====== Provided information ======

PR #28, opened 2015-11-27
Fix lint errors

novemberborn:
`npm run lint` was failing. These seem to be the minimum changes required for it to be happy. I've tried fixing lint errors in the test file as well but there are two cases however that jslint won't ever be happy about. I've added a comment explaining to comment those out.

Perhaps a different linter should be used?

I've added linting (of the source file) to the CI script to ensure the source stays nice and tidy.

### DIFF
--- a/script/ci-test.sh
+++ b/script/ci-test.sh
@@ -1,5 +1,6 @@
 #!/usr/bin/env bash
 set -eu
 
+npm run lint
 npm run test-node
 npm run test-headless
--- a/src/lolex.js
+++ b/src/lolex.js
@@ -22,7 +22,7 @@
 
     // setImmediate is not a standard function
     // avoid adding the prop to the window object if not present
-    if('setImmediate' in global) {
+    if (global.setImmediate !== undefined) {
         global.setImmediate = glbl.setImmediate;
         global.clearImmediate = glbl.clearImmediate;
     }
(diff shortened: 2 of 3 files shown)


mroderick:
Thanks!

I agree, we should switch to using ESLInt in all repos under sinon organisation

novemberborn:
> I agree, we should switch to using ESLInt in all repos under sinon organisation

Is <https://github.com/sinonjs/sinon/blob/3fb8e6ad75e0e0f06e8aea0941917c889693d698/.eslintrc> the canonical version? Maybe I can give that a go.

mroderick:
> Is https://github.com/sinonjs/sinon/blob/3fb8e6ad75e0e0f06e8aea0941917c889693d698/.eslintrc the canonical version? Maybe I can give that a go.

TBH, I would rather like to see us create a fork of https://github.com/walmartlabs/eslint-config-defaults, with a Sinon configuration. I've created an https://github.com/sinonjs/sinon/issues/946 for that. If you want to take a stab at it, just let me know, and I'll import your repository.

novemberborn:
> If you want to take a stab at it, just let me know, and I'll import your repository.

I'd rather not actually, sorry. Pretty happy with `npm install --save-dev standard` myself :wink:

======

◆ What you need to do ◆
Show all lines above holding the word "using".

◆ Task answer ◆
I agree, we should switch to using ESLInt in all repos under sinon organisation
> I agree, we should switch to using ESLInt in all repos under sinon organisation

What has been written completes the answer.